------ Entries provided ------
PR #783, opened 2019-02-21
fix default route table id

ala2208:
Hi,
The PR fixes the issue "alicloud_vpc.vpc_name.route_table_id returns custom route table id, but not the default one"
Link https://github.com/terraform-providers/terraform-provider-alicloud/issues/777

Pls. validate

### DIFF
--- a/alicloud/resource_alicloud_vpc.go
+++ b/alicloud/resource_alicloud_vpc.go
@@ -122,29 +122,34 @@ func resourceAliyunVpcRead(d *schema.ResourceData, meta interface{}) error {
 	d.Set("description", resp.Description)
 	d.Set("router_id", resp.VRouterId)
 	request := vpc.CreateDescribeVRoutersRequest()
+	requestRouteTables := vpc.CreateDescribeRouteTablesRequest()
 	request.RegionId = client.RegionId
 	request.VRouterId = resp.VRouterId
-	var response vpc.DescribeVRoutersResponse
+
+	var responseRouteTables vpc.DescribeRouteTablesResponse
 	if err := resource.Retry(6*time.Minute, func() *resource.RetryError {
 		raw, e := client.WithVpcClient(func(vpcClient *vpc.Client) (interface{}, error) {
-			return vpcClient.DescribeVRouters(request)
+			return vpcClient.DescribeRouteTables(requestRouteTables)
 		})
+
 		if e != nil && IsExceptedErrors(e, []string{Throttling}) {
 			time.Sleep(10 * time.Second)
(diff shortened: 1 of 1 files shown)


alicloud/resource_alicloud_vpc.go
```diff
@@ -5,6 +5,7 @@ import (
 	"strings"
 	"time"
 
+	"github.com/denverdino/aliyungo/ecs"
```
xiaozhu36: I don't suggest to use the sdk "github.com/denverdino/aliyungo/ecs" and it will be removed from provider.

alicloud/resource_alicloud_vpc.go
```diff
@@ -122,27 +123,38 @@ func resourceAliyunVpcRead(d *schema.ResourceData, meta interface{}) error {
 	d.Set("description", resp.Description)
 	d.Set("router_id", resp.VRouterId)
 	request := vpc.CreateDescribeVRoutersRequest()
+	requestRouteTables := vpc.CreateDescribeRouteTablesRequest()
```
xiaozhu36: I think request can be instead requestRouteTables

alicloud/resource_alicloud_vpc.go
```diff
@@ -122,27 +123,38 @@ func resourceAliyunVpcRead(d *schema.ResourceData, meta interface{}) error {
...
-		d.Set("route_table_id", response.VRouters.VRouter[0].RouteTableIds.RouteTableId[0])
-	} else {
+
+	foundDefaultVpcRouteTableId := false
+	for _,tbl :=  range responseRouteTables.RouteTables.RouteTable {
+
+		if tbl.VRouterId == resp.VRouterId && ecs.RouteTableType(tbl.RouteTableType) == ecs.RouteTableSystem {
+			d.Set("router_table_id", tbl.RouteTableId)
+			d.Set("route_table_id", tbl.RouteTableId)
+			foundDefaultVpcRouteTableId = true
```
xiaozhu36: I think foundDefaultVpcRouteTableId is redundant.

alicloud/resource_alicloud_vpc.go
ala2208: What do you suggest to use instead of the sdk "github.com/denverdino/aliyungo/ecs"?

alicloud/resource_alicloud_vpc.go
ala2208: not sure what you mean by that, can you share an example?

xiaozhu36:
same as #800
------
→ **Aim of the task**:
Look above for lines with the word "vpcClient" and copy them all.

→ **Written solution**:
 		raw, e := client.WithVpcClient(func(vpcClient *vpc.Client) (interface{}, error) {
-			return vpcClient.DescribeVRouters(request)
+			return vpcClient.DescribeRouteTables(requestRouteTables)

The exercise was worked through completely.